Strategy Benching Rules

A strategy is not removed after short-term underperformance.

Action is taken when:

  • Drawdown approaches expected maximum levels, or
  • Underperformance persists for an extended period

Responses include:

  • Reducing position size significantly
  • Turning off live execution and returning the strategy to simulation

Benched strategies are not deleted and may return later.

Replacement Logic

When a live strategy is benched, it is replaced with a strategy from the incubation pool that is currently performing well. This keeps the portfolio adaptive and systematic.

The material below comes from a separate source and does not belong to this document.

PR #11, opened 2024-05-25
Mark-read Batching

### LINKED ISSUE #3: `MarkReadBatcher`
We need to rebuild this in 2.0. It should probably be attached to `ApiClient`, so that it can be accessed by posts belonging to the `ApiClient`. `Post.markAsRead()` would append the post ID to the batcher. The method could have a `commit: Bool` parameter - if `true`, it would flush the batcher after adding its own ID. Additionally, we would flush the batcher every n seconds, possibly on the same clock that we use for clearing the content model caches.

Ensemble / Voting System Scaling

When multiple independent strategies using different logic align in the same direction:

  • Volume-based logic aligns
  • Price-action logic aligns
  • Mean-reversion or breakout logic aligns

Overall exposure may be increased, as aligned signals indicate higher-quality opportunities.

Universe-Based Strategy Variant

Instead of trading a single instrument, strategies may operate across a universe of stocks.

The process includes:

  • Applying filters (trend, price thresholds, volume thresholds, etc.)
  • Creating a shortlist of qualifying stocks
  • Ranking candidates using a scoring metric (e.g., rate of change over a fixed period)
  • Executing trades only on the top-ranked instruments while respecting position limits

Strategy Summary

This strategy prioritizes process over prediction.

It assumes that:

  • Most strategies will fail
  • Drawdowns are unavoidable
  • Market conditions will change

Long-term consistency is achieved through:

  • Robust system design
  • Risk-adjusted evaluation
  • Controlled exposure
  • Portfolio diversification
  • Continuous replacement of failing strategies

Individual strategy failure is expected. Performance is driven by disciplined execution of the process over time.